Depois de um início de década marcado pelo espetro da pandemia, seguiram-se dois anos de hiperinflação que como, por estes dias, referia um estudo divulgado pelo Banco Central Europeu, deixou ‘cicatrizes’ nos consumidores por toda a Europa, com uma diferença bastante acentuada entre uma efetiva recuperação do poder de compra em 2024 e uma perceção que parece ainda não ter chegado ao cérebro e à carteira de muitas famílias. E Portugal não constitui exceção, apesar de indicadores económicos razoavelmente otimistas.
O ano terminado há poucas semanas deixou Portugal numa posição razoavelmente positiva, com um crescimento do Produto Interno Bruto bastante acima do que ocorreu nos restantes países da Zona Euro, especialmente os situados a leste dos Pireneus, onde se vive uma conjuntura económica (e política) muito difícil e complexa, uma mistura de uma quase ingovernabilidade em países-chave com uma economia a viver um muito mau momento, com o esgotamento de modelos seguidos durante décadas e com o setor automóvel a gerar um efeito multiplicador muito negativo, que motiva um estranho estado de quase depressão coletiva.

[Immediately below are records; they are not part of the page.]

PR #3030, opened 2020-10-08
EIP-3030: BLS Remote Signer HTTP API Standard

hermanjunge:
## Summary

This EIP defines a HTTP API standard for a BLS remote signer, consumed by validator clients to sign block proposals and attestations in the context of Ethereum 2.0 (eth2).

## Discussion Thread

https://ethereum-magicians.org/t/eip-3030-bls-remote-signer-http-api-standard/4810


hermanjunge:
Adding to the discussion:

- @AgeManning.
- @benjaminion.
- @djrtwo.
- @holiman.
- @paulhauner.
- @protolambda.
- @terencechain.
- @zedt3ster.


Hello! Please, do feel free to include more people ito this conversation :slightly_smiling_face:

EIPS/eip-xxxx.md
```diff
@@ -0,0 +1,404 @@
+---
+eip: <to be assigned>
+title: BLS Remote Signer HTTP API Standard
+author: Herman Junge <herman@sigmaprime.io>
+discussions-to: <URL>
+status: Draft
+type: Standards Track
+category: ERC
```
MicahZoltu, line 8:
```suggestion
category: Interface
```

MicahZoltu (changes requested):
The frontmatter stuff must be changed, the rest is general feedback left here since there is no discussion link yet.

EIPS/eip-xxxx.md
```diff
@@ -0,0 +1,404 @@
...
+--- | ---
+Code | `200`
+Content | `{"public_keys": "[public_key_hex_string_without_0x]"}`
+
+_or_
+
+Error | <br>
+--- | ---
+Code | `404`
+Content | `{"error": "No keys found in storage."}`
```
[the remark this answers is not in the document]
hermanjunge: Makes sense. Removed.

EIPS/eip-3030.md
```diff
@@ -0,0 +1,397 @@
...
+
+#### Authentication
+
+Can be accomplished through the use of an HTTP Request Header. There are several ways to negotiate and issue a valid token to authenticate the communication between the validator client and the remote signer, each of them with potential drawbacks (e.g replay attacks, challenges in distributing the token to the validator client, etc.). In general, any method of authentication must be combined with transport encryption to be effective.
+
+The operator can also implement network Access Control Lists (ACLs) between the validator client's network and the remote signer's network, reducing the attack surface by requiring a potential attacker to be positioned in the same network as the validator client.
+
+#### Pre-image validation
+
+A key feature for a remote signer, pre-image validation, implies that not only the `signingRoot`, but all the required elements needed to perform complete validation of the message, are sent through the wire to obtain a signature.
```
holiman, line 121: I'd argue that pre-image validation is such a core feature that the post-image shouldn't even be sent to the signer. The signer should always be forced to calculate the hash-to-sign locally, given the input + info about signing request (maybe using mimetypes to signal what type of signing is requested)

EIPS/eip-xxxx.md
```diff
@@ -0,0 +1,404 @@
...
+---
+
+### `GET /publicKeys`
+
+_**Responses**_
+
+Success | <br>
+--- | ---
+Code | `200`
+Content | `{"public_keys": "[public_key_hex_string_without_0x]"}`
```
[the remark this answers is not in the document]
hermanjunge: Yes. Replaced. Using `identifier` will clarify a lot the idea we are trying to convey.

EIPS/eip-xxxx.md
```diff
@@ -0,0 +1,404 @@
...
+Code |  `404`
+Content | `{"error": "Key not found: <public_key_hex_string_without_0x>"}`
+
+---
+
+## Rationale
+
+### URL parameter `:public-key` without `0x`
+
+By relaxing the constraint of requiring hexadecimal input, clients can opt-in to using custom ids for their private keys, and perform the adequate retrieving and matching with the secret key within the signer. That is, if the remote signer implementer allows for this feature.
```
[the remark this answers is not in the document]
hermanjunge: Solved.

EIPS/eip-xxxx.md
```diff
@@ -0,0 +1,404 @@
...
+
+URL Parameter | <br>
+--- | ---
+`:public_key` | `public_key_hex_string_without_0x`
+
+_**Request**_
+
+JSON Body | <br> | <br>
+--- | --- | ---
+`signingRoot` | **Required** | A string representation of the hexadecimal value to be signed
```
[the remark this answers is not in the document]
hermanjunge: I think this is the improvement needed.

JSON Body | <br> | <br>
--- | --- | ---
`signingRoot` | **Required** | A string representation of a SHA256 Hash.<br>The result of the Ethereum 2.0 function [`compute_signing_root`](https://github.com/ethereum/eth2.0-specs/blob/dev/specs/phase0/beacon-chain.md#compute_signing_root).

EIPS/eip-3030.md
holiman: With this spec, as is, you cement the behaviour of a standard-compliant signer to sign blind checks. Which seems like a very bad idea, IMO

EIPS/eip-xxxx.md
```diff
@@ -0,0 +1,404 @@
...
+<br> | Optional | Any other field will be ignored by the signer
```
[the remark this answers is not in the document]
hermanjunge: Replaced by the snippet below.

### `GET /keys`

Returns the identifiers of the keys available to the signer.

_**Responses**_

Success | <br>
--- | ---
Code | `200`
Content | `{"keys": "[identifier]"}`

---

EIPS/eip-3030.md
```diff
@@ -0,0 +1,397 @@
...
+
+The following subsections discuss aspects to be considered by the client implementers relative to these subjects.
+
+#### Implementation of additional features
+
+From an API pipeline view, we have two nodes: The validator client (1) that makes requests to the remote signer (2). A more sophisticated chain can be built by introducing elements between these two nodes. Either by setting up reverse proxy services, or by adding plugins to the remote signer implementation.
+
+#### Authentication
+
+Can be accomplished through the use of an HTTP Request Header. There are several ways to negotiate and issue a valid token to authenticate the communication between the validator client and the remote signer, each of them with potential drawbacks (e.g replay attacks, challenges in distributing the token to the validator client, etc.). In general, any method of authentication must be combined with transport encryption to be effective.
```
holiman, line 114: There is no need for authentication if the requestor is not privileged. And it wouldn't be privileged if you removed the need for the signer to trust the `signingRoot`. 
So in essence, you now force the validator to store some sealer-credential, instead of a sealing-key -- just swapping one set of secrets for another.

hermanjunge: I agree. This rationale should be more emphatic on the point about swapping of secrets, since it beats the purpose of this API. Please notice that the following paragraph advises the reader to explore the use of network Access Control Lists (ACLs).

EIPS/eip-3030.md
hermanjunge: We can do the following then:

- Add as **required** fields `domain`, the `type` of message to be produced (randao, block, or attestation), and the specific `data` per type of message.
- It is responsibility of the Remote Signer Client to perform the adequate checks on the received payload in order to admit it and process the signature.

holiman: You can also _remove_ the `signingRoot` parameter. Btw, can you point me towards info about what the `signingRoot` consists of? Is it the ssz-hash of a full block? or a header? How large is the preimage?

hermanjunge: The `signingRoot` is the string representation of a SHA256 Hash. The result of the Ethereum 2.0 function [`compute_signing_root`](https://github.com/ethereum/eth2.0-specs/blob/dev/specs/phase0/beacon-chain.md#compute_signing_root).

holiman: I see. So, in practice, what's the size of the `ssz_object` ? Why not send it in it's entirety? 
And depending on the size of that -- if it's extremely large, perhaps only portions + proofs/hashes for missing parts?

terencechain: Fyi this is Prysm's definition. We have a field for the beacon object for additional verifications such as slashing prevention.

https://github.com/prysmaticlabs/prysm/blob/master/proto/validator/accounts/v2/keymanager.proto#L53

It's not a mandatory field, the remote can ignore it

EIPS/eip-3030.md
```diff
@@ -0,0 +1,371 @@
...
+```
+
+## Implementation
+
+Repository Url | Language | Organization | Commentary
+--- | --- | --- | ---
+[BLS Remote Signer](https://github.com/sigp/rust-bls-remote-signer) | Rust | Sigma Prime | Supports proposed specification.
+[Web3signer](https://github.com/PegaSysEng/web3signer) | Java | PegaSys | Supports proposed specification, although with [slightly different methods](https://pegasyseng.github.io/web3signer/web3signer-eth2.html):<br>{`/sign` => `/api/v1/eth2/sign`, `/publicKeys` => `/api/v1/eth2/publicKeys`}.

Portugal (e Espanha) vivem hoje num aparente contraciclo, falando-se agora frequentemente no ‘oásis ibérico’, misturando uma estranha (mas real) estabilidade governativa (quem diria?), com um maior afastamento do conflito a leste e um modelo económico um pouco menos dependente seja de setores que vivem momentos de profunda transformação, seja do fornecimento energético proveniente da Rússia.
Contudo, pelo menos no caso português, sendo estes países europeus (França, Alemanha, Reino Unido, Bélgica, Holanda, Áustria, Polónia,…) o mercado de destino maioritário das exportações nacionais e também o mercado de origem prioritário nas emissões de turismo para o nosso país, há um claro efeito de arrastamento e de contágio que, mais cedo ou mais tarde, nos tenderá a atingir.
Ainda assim, o presente apresenta perspetivas positivas e empurra os índices de confiança em Portugal, um país onde esses índices são tradicionalmente baixos.
Estamos, pois, a meio caminho entre o nosso atávico “nunca pior” e um quase envergonhado “façam o favor de ser (um bocadinho) otimistas”.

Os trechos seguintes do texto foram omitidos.